« Dans leur lit, dans la cuisine, au retour de l’école, devant la télévision, penchés sur leurs devoirs, dans la rue, dans les supermarchés, en voiture, en forêt, à la piscine, Kim et Sam étaient filmés par leur mère. Elle surgissait sans prévenir, portable à la main, et commentait les images. »
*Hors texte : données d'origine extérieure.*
Issue #1640, opened 2017-12-28
Spying on objects with Symbol method names breaks assertion error messages


fongandrew:
* Sinon version : 4.1.3
* Environment : Ubuntu

Code for formatting assertion error messages does not properly account for non-string method names (i.e. symbols). This may be a regression of https://github.com/sinonjs/sinon/issues/1002.

**Reproduction Steps**

Running this bit of code:
```js
const sinon = require('sinon');
const sym = Symbol('my symbol');
const obj = { [sym]: (a, b) => a + b };
const spy = sinon.spy(obj, sym)
sinon.assert.calledWith(spy, 1, 2);
```

Results in this error:
```
TypeError: Cannot convert a Symbol value to a string
    at String.replace (<anonymous>)
    at Function.printf (/path/to/node_modules/sinon/lib/sinon/spy.js:375:31)
    at Object.assert.(anonymous function) [as calledWith] (/path/to/node_modules/sinon/lib/sinon/assert.js:80:68)
```

Instead of the expected `AssertError: expected Symbol(my symbol) to be called with arguments`.

Possible fix would be to explicitly type-cast symbol to string at https://github.com/sinonjs/sinon/blob/5e131b3e0a88eb703db551d4cbbb8b45f8c25d91/lib/sinon/spy.js#L379 (i.e. `return String(formatter.call(null, spyInstance, args))`)

mroderick:
Thank you for this very thorough bug report!

Would you be up for creating a pull request to fix it?

fongandrew:
Created!

mroderick:
Thank you for your contribution 👍

PR #1642, opened 2017-12-30
Assertion error messages handle symbolic method names

fongandrew:
Resolves https://github.com/sinonjs/sinon/issues/1640 (assertion failure errors with "Cannot convert a Symbol value to a string")

Assertion error messages may reference a method's name (which may now be a symbol, not a string). However, symbols cannot be implicitly converted to strings.

#### Solution
Explicitly cast symbols to strings with `String`. The value returned should match http://www.ecma-international.org/ecma-262/6.0/#sec-symboldescriptivestring.

1. Check out this branch
2. `npm install`
3. Run the following in node:

```
const sinon = require('./lib/sinon');
const sym = Symbol('my symbol');
const obj = { [sym]: (a, b) => a + b };
const spy = sinon.spy(obj, sym)
sinon.assert.calledWith(spy, 1, 2);
```

The error message should say something about expecting `Symbol(my symbol)` to be called, not an error about converting the symbol to a string.

#### Checklist for author

- [x] `npm run lint` passes

### DIFF
--- a/test/assert-test.js
+++ b/test/assert-test.js
@@ -1649,4 +1649,42 @@ describe("assert", function () {
                           "    actual = { foo: 1 }");
         });
     });
+
+    if (typeof Symbol === "function") {
+        describe("with symbol method names", function () {
+            var obj = {};
+
+            function setupSymbol(symbol) {
+                obj[symbol] = function () {};
+                sinonSpy(obj, symbol);
+            }
+
+            function createExceptionMessage(method, arg) {
+                try { // eslint-disable-line no-restricted-syntax
+                    sinonAssert[method](arg);
+                } catch (e) {
+                    return e.message;
+                }
+            }
+
+            it("should use the symbol's description in exception messages", function () {
+                var symbol = Symbol("Something Symbolic");
+                setupSymbol(symbol);
+
+                assert.equals(createExceptionMessage("called", obj[symbol]),
+                    "expected Symbol(Something Symbolic) to have been " +
+                    "called at least once but was never called");
+            });
+
+            it("should indicate that an assertion failure with a symbol method name " +
+               "occured in exception messages, even if the symbol has no description", function () {
+                var symbol = Symbol();
+                setupSymbol(symbol);
+
+                assert.equals(createExceptionMessage("called", obj[symbol]),
+                    "expected Symbol() to have been " +
+                    "called at least once but was never called");
+            });
+        });
+    }
 });
--- a/lib/sinon/spy.js
+++ b/lib/sinon/spy.js
@@ -376,7 +376,7 @@ var spyApi = {
             formatter = spyApi.formatters[specifyer];
 
             if (typeof formatter === "function") {
-                return formatter.call(null, spyInstance, args);
+                return String(formatter.call(null, spyInstance, args));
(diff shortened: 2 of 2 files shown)


test/assert-test.js
```diff
@@ -1649,4 +1649,45 @@ describe("assert", function () {
                           "    actual = { foo: 1 }");
         });
     });
+
+    if (typeof Symbol === "function") {
+        describe("with symbol method names", function () {
+            function setupSymbol(symbol) {
```
fatso83: Could you please simplify the logic by making it more functional and more explicit? It seems needlessly complex right now :smiley:

- change the setup method
- remove the `bind`  call in line 1662
- simplify `this.message` function (see below) and rename it
- beforeEach => before
- improve test descriptions

test/assert-test.js
```diff
@@ -1649,4 +1649,45 @@ describe("assert", function () {
...
+                this.obj = {};
+                this.obj[symbol] = function () {};
+                sinonSpy(this.obj, symbol);
+            }
+
+            beforeEach(function () {
+                this.setupSymbol = setupSymbol.bind(this);
```
fatso83: remove

test/assert-test.js
```diff
@@ -1649,4 +1649,45 @@ describe("assert", function () {
...
+
+                /*eslint consistent-return: "off"*/
+                this.message = function (method) {
```
fatso83: Simplify into
```javascript 
function createExceptionMessage(method, arg) {
    try { sinonAssert[method](arg); }
    catch (e) { return e.message; }
}
```

All the uses have at most one argument so we can drop the slicing.

test/assert-test.js
```diff
@@ -1649,4 +1649,45 @@ describe("assert", function () {
...
+                    try { // eslint-disable-line no-restricted-syntax
+                        sinonAssert[method].apply(sinonAssert, [].slice.call(arguments, 1));
+                    } catch (e) {
+                        return e.message;
+                    }
+                };
+            });
+
+            it("assert.called exception message with symbol with description", function () {
```
fatso83: The sentence is not valid English. Make it read out aload in a natural way, for instance `it("should create an exception message for symbols that describe the symbol"`

test/assert-test.js
```diff
@@ -1649,4 +1649,45 @@ describe("assert", function () {
...
+                var symbol = Symbol("Something Symbolic");
+                this.setupSymbol(symbol);
```
fatso83: `setupSymbol(symbol);`

test/assert-test.js
```diff
@@ -1649,4 +1649,45 @@ describe("assert", function () {
...
+
+                assert.equals(this.message("called", this.obj[symbol]),
```
fatso83: `assert.equals(createExceptionMessage("called", obj[symbol]), ...`

fongandrew:
Cleaned up the tests. Please take another look. Thanks!

fatso83:
Very nice, thanks!

mroderick:
@fatso83 shall we cut a new release?

fatso83:
yes, please :)

mroderick:
This has been released with `sinon@4.1.4`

Delphine de Vigan, Les Enfants sont rois
Delphine de Vigan soulève le voile et nous immerge dans un tableau qui n’a rien d’un spectacle. Nulle fiction au rendez-vous dans ces scènes de la vie quotidienne qui s’étalent telles des images crues données en pâture, à travers cet œil, intrus, menant directement dans une voie sans issue. La figure d’un sujet transparent hantant notre temps [1] redouble cet Autre par essence trop envahissant. Nous ne connaissons que trop bien cette certitude du petit d’homme selon laquelle l’Autre a accès à ses pensées les plus secrètes.
Si « l’intime […] est le lieu même du sujet » [2], sa construction est une opération fondamentale chez un enfant, de celle qui noue le sujet à l’Autre tout en le séparant. Il ne s’agit alors pas d’incarner cet Autre inquisiteur qui cherche à débusquer ce bout de savoir caché, mais plutôt de proposer une autre forme de lien.
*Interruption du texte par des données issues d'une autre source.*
PR #1653, opened 2018-01-13
Upgrade dependencies

mroderick:
This PR upgrades outdated dependencies.

I've looked at the changelogs and made necessary changes, I don't think this is a risky upgrade as only `supports-color` is used by end users, and is covered with updated tests.


mantoni:
👍

PR #1658, opened 2018-01-16
Use "stale" as label for stale issues

mroderick:
This PR changes the label to use for stale issues from "wontfix" to "stale"


mroderick:
I'll update the other repositories directly

PR #1660, opened 2018-01-16
Fix #176 by ensuring the most specific fake is used in .withArgs if several of them match

### LINKED ISSUE #176: Chaining sinon.stub() with multiple .withArgs only stubs the last declaration
Chaining sinon.stub() with multiple .withArgs only stubs the last declaration

var stubbedFunction = sinon.stub().withArgs(argument1).returns(value1).withArgs(argument2).returns(value2);

then only the last declaration (.withArgs(argument2).returns(value2)) is actually stubbed

davidgf:
As discussed in  #176, `.withArgs` is implemented so that it picks the last matching fake. However, if the last time `.withArgs` was called passing `sinonMatch.any`, it will always pick that fake, even if there's any other more accurate match. For example:

```javascript
const s = sinon.stub();
s.withArgs(1).returns(1)
 .withArgs(2).returns(2)
 .withArgs(sinon.match.any).returns('my-default-value')

s(1) // my-default-value
s(2) // my-default-value
s(5) // my-default-value
```

This commit avoids this and returns the appropriate fake.

### DIFF
--- a/lib/sinon/stub.js
+++ b/lib/sinon/stub.js
@@ -10,6 +10,7 @@ var wrapMethod = require("./util/core/wrap-method");
 var stubEntireObject = require("./stub-entire-object");
 var throwOnFalsyObject = require("./throw-on-falsy-object");
 var valueToString = require("./util/core/value-to-string");
+var sinonMatch = require("./match");
 
 var slice = Array.prototype.slice;
 
@@ -82,6 +83,10 @@ function getCurrentBehavior(stubInstance) {
     var currentBehavior = stubInstance.behaviors[stubInstance.callCount - 1];
     return currentBehavior && currentBehavior.isPresent() ? currentBehavior : getDefaultBehavior(stubInstance);
 }
+
+function fakeUsesSinonAnyMatcher(fake) {
+    return fake.matchingArguments.length === 1 && fake.matchingArguments[0] === sinonMatch.any;
+}
 /*eslint-enable no-use-before-define*/
 
 var uuid = 0;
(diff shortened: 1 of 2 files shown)


mantoni:
Why would we treat `any` different from other matchers? In your example, shouldn‘t a `number` matcher also have lower priority than an actual number? You‘d end up implementing a scoring system for argument matching. I don‘t think we want to go there.

As commented on the original issue you can work around this by putting the `any` matcher first.

An alternative solution could be a custom matcher or to configure the spy with a custom implementation by passing in a function.

davidgf:
@mantoni fair enough, I see the point in the `number` matcher example, so I absolutely understand why you wouldn't want this. Anyway, it seems pretty odd that the stub can return the `sinonMatch.any` value even though there's an exact match.

cincodenada:
I landed here and just wanted to say thanks for this discussion, and also for leaving it as-is! This issue (and #176) gave me a better solution to the problem of overriding any `withArgs()` later on, so I can do something like this:
```
let responseStub
beforeEach(function() {
  responseStub = Sinon.stub()
    .resolves({data: 'the usual thing'})
    .withArgs(match({specific: 'match'}).resolves({data: 'some other usual thing'})
})
it('should behave differently if responseStub returns unexpected things', function() {
  responseStub.withArgs(match.any).resolves({error: 'this is a totally different response'})
  const response = responseStub({specific: 'match'})
  should.exist(response.error)
  should.not.exist(response.data)
  should.equal('this is a totally different response', response.error)
})
```

Being able to override a stub's behavior entirely is very useful for testing error cases where the thing being stubbed is in some condition where it doesn't pay attention to the args being passed in. So there's a use case where this behavior is not only less complicated, but also useful!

Comment faire émerger l’intime en faisant offre de parole ? La vague d’un tout dire inonde les réseaux sociaux et pour autant nous savons que pas tout pourra se dire. Un silence subsiste autour de l’os du réel. Un silence à faire germer, dont les contours doivent prendre le temps de se dessiner. Si pour un adulte, il s’agit de traverser le fantasme afin qu’il perde un peu de consistance, pour un enfant, la cure analytique vise parfois à lui donner un coup de pouce pour construire cette fenêtre à travers laquelle il verra le monde.
Un nouage dans le transfert peut permettre que se délimite cette intimité constitutive pour un enfant qui ouvre la porte à sa condition de sujet. C’est ce que nous apprennent les jeunes enfants qui, quelle que soit leur structure, en passent très souvent par une phase de découpage quasi frénétique – l’important n’étant pas tant le contenu déposé que le bout de papier découpé, à l’occasion caché dans une enveloppe scellée.
D’être tout regard, le parent rate sa fonction de transmission, celle « de nouage entre désir, amour et jouissance » [3] qui prend consistance dans le roman familial, cette première fiction « où l’homme peut se tenir séparé du monde, d’où, par la fenêtre, en secret, il peut le contempler, et où, hors de tout regard, il peut se regarder lui-même » [4].
[1] Cf. Wajcman G., « Intime exposé, intime extorqué », The Symptom, n°8, hiver 2007, publication en ligne.
[2] Ibid.
[3] Leguil F. « Un lien qui sépare », La Petite Girafe, n°24, septembre 2006, p. 13.
[4] Wajcman G., « Intime exposé, intime extorqué », op. cit.